O homem se virou, olhou para Song Shuhang, com expressão confusa. Claramente, já havia esquecido completamente de Song Shuhang.
— Senhor, sou eu! Da última vez, você deixou cento e cinquenta reais cair na minha frente, eu peguei para devolver! Agora que nos encontramos de novo, preciso devolver para você! — Song Shuhang começou a procurar o dinheiro no bolso.
Enquanto falava, o homem finalmente pareceu reconhecer:
— Golpista?
Song Shuhang ficou sem reação.
— Senhor, não sou golpista. Você mesmo deixou cair cento e cinquenta reais, só queria devolver! Posso devolver agora mesmo! — explicou pacientemente, pois sentia uma certa ligação com o homem, já que se encontraram tantas vezes.
Mas o homem mudou de expressão, murmurando:
— Hoje em dia, os golpistas estão tão audaciosos? Chegou a me seguir para me enganar? Trouxe até um cúmplice? Será que ainda vivemos numa sociedade justa?! Acham que sou tolo?
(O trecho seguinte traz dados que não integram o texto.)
PR #1719, opened 2026-06-07
docs(openclaw): catch up SKILL.md with 8 newer MCP tools

raman325:
## Summary

The OpenClaw memory skill (`integrations/openclaw/SKILL.md`) was last expanded against the mempalace MCP surface that existed when it was originally introduced (in PR #491, via @wanikua's earlier PR #207). At that point mempalace exposed 19 agent-facing `tool_*` functions. Since then 13 additional MCP tools have landed, and the skill has been out of step — agents loading the skill see the older subset and have to fall back to `npx mcporter call ...` (or just miss the tool entirely) for anything not listed.

This PR documents the 8 agent-facing tools the skill was missing, bringing it to 27 of mempalace's 30 documentable MCP tools.

### Tools added

**Search & Browse**
- `mempalace_list_drawers` — paginated drawer listing with optional wing/room filters
- `mempalace_get_drawer` — fetch a single drawer by ID (full verbatim content + metadata)

**Palace Graph**
- `mempalace_create_tunnel` — create an EXPLICIT cross-wing tunnel
- `mempalace_list_tunnels` — list all explicit tunnels
- `mempalace_delete_tunnel` — remove an explicit tunnel
- `mempalace_follow_tunnels` — walk explicit tunnels from a room

**Write / Session**
- `mempalace_update_drawer` — mutate drawer content and/or relocate to a different wing/room
- `mempalace_memories_filed_away` — acknowledge the silent auto-save checkpoint

### Tools intentionally NOT added

`mempalace_sync`, `mempalace_hook_settings`, and `mempalace_reconnect` are host/admin operations — not memory operations an agent should be calling on its own. The Hermes MemoryProvider plugin landing in MemPalace/mempalace#1684 makes the same exclusion call.

### Version

Bumped `3.3.0` → `3.4.0` — additive tool surface, no breaking changes to any existing tool docs in the file.

## Test plan

- [ ] Skill loads in OpenClaw (frontmatter still parses)
- [ ] Agent can call `mempalace_update_drawer` natively without `npx mcporter call` fallback
- [ ] Agent can call `mempalace_create_tunnel` / `mempalace_follow_tunnels` natively
- [ ] No regression in existing tool descriptions (only additions + one one-word clarification on `find_tunnels`)

### DIFF
--- a/integrations/openclaw/SKILL.md
+++ b/integrations/openclaw/SKILL.md
@@ -87,9 +87,9 @@ You have access to a local memory palace via MCP tools. The palace stores verbat
 - `mempalace_traverse` — Walk from a room, find connected ideas across wings
   - `start_room` (required): room to start from
   - `max_hops`: connection depth (default 2)
-- `mempalace_find_tunnels` — Find rooms that bridge two wings (implicit overlap)
-  - `wing_a`, `wing_b` (required)
-- `mempalace_create_tunnel` — Create an EXPLICIT cross-wing tunnel between two locations. Use when you notice content in one project relates to another (e.g. API design in `project_api` connects to schema in `project_database`).
+- `mempalace_find_tunnels` — Find rooms that bridge two wings via *implicit* overlap (rooms whose drawers naturally share content across wings — discovered, not declared)
+  - `wing_a`, `wing_b`: optional filters; omit both to scan all wing pairs
+- `mempalace_create_tunnel` — Create an *explicit* cross-wing tunnel: a user/agent-declared link between two locations. Use when you notice content in one project relates to another (e.g. API design in `project_api` connects to schema in `project_database`).
   - `source_wing`, `source_room`, `target_wing`, `target_room` (required)
   - `label`: short description of the relationship
   - `source_drawer_id`, `target_drawer_id`: anchor to specific drawers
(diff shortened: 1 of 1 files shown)


raman325:
Thanks for the reviews. Round 1 response (commit ca38ae8):

**Addressed:**

- **@gemini-code-assist — `find_tunnels` params are optional, not required.** Verified against `mempalace/mcp_server.py:1277` (`def tool_find_tunnels(wing_a: str = None, wing_b: str = None)`). Updated to `wing_a`, `wing_b: optional filters; omit both to scan all wing pairs`. This was a pre-existing doc bug that's been wrong since the file was introduced — happy to catch it here.
- **@Copilot — implicit vs. EXPLICIT casing/jargon.** Lowercased "EXPLICIT", italicized *implicit*/*explicit*, and added inline definitions: implicit = "rooms whose drawers naturally share content across wings — discovered, not declared"; explicit = "a user/agent-declared link between two locations."
- **@Copilot — `memories_filed_away` line too dense.** Split into description + `Returns:` + `When to call:` sub-bullets, matching the structure agents scan when picking tools.

**Not changing:**

- **@Copilot — annotate every param as `(required)` or `(optional)`.** The file's existing convention (in the 8 unmodified tool entries) is to mark `(required)` explicitly and leave optional params unmarked, with defaults shown as `(default X)`. See `mempalace_search`, `mempalace_check_duplicate`, `mempalace_kg_query`, etc. Adding `(optional)` everywhere would split the file into two conventions; I'd rather match what's already there. If the project wants the inverse convention, that's a separate sweep across all 27 entries.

Não adianta... conheço o jogo de vocês, não vou cair na armadilha.
E assim, virou-se rapidamente e saiu correndo.
Song Shuhang ficou parado, segurando os cento e cinquenta reais; não sabia se devia guardar ou entregar.
Senhor, eu nunca achei que você fosse tolo... Mas agora, realmente parece que é!
Zhao Yaya percebeu que os olhares ao redor estavam ficando constrangedores, então pressionou a mão de Song Shuhang, fazendo-o guardar o dinheiro:
— Você é bom demais! Deixe esse homem pra lá, vamos embora.
Song Shuhang, entre divertido e frustrado, pediu consolo:
— Irmã, será que pareço um golpista?
— Pronto, pronto, você não tem nada de golpista — Zhao Yaya riu alto e puxou Shuhang, saindo rapidamente dali.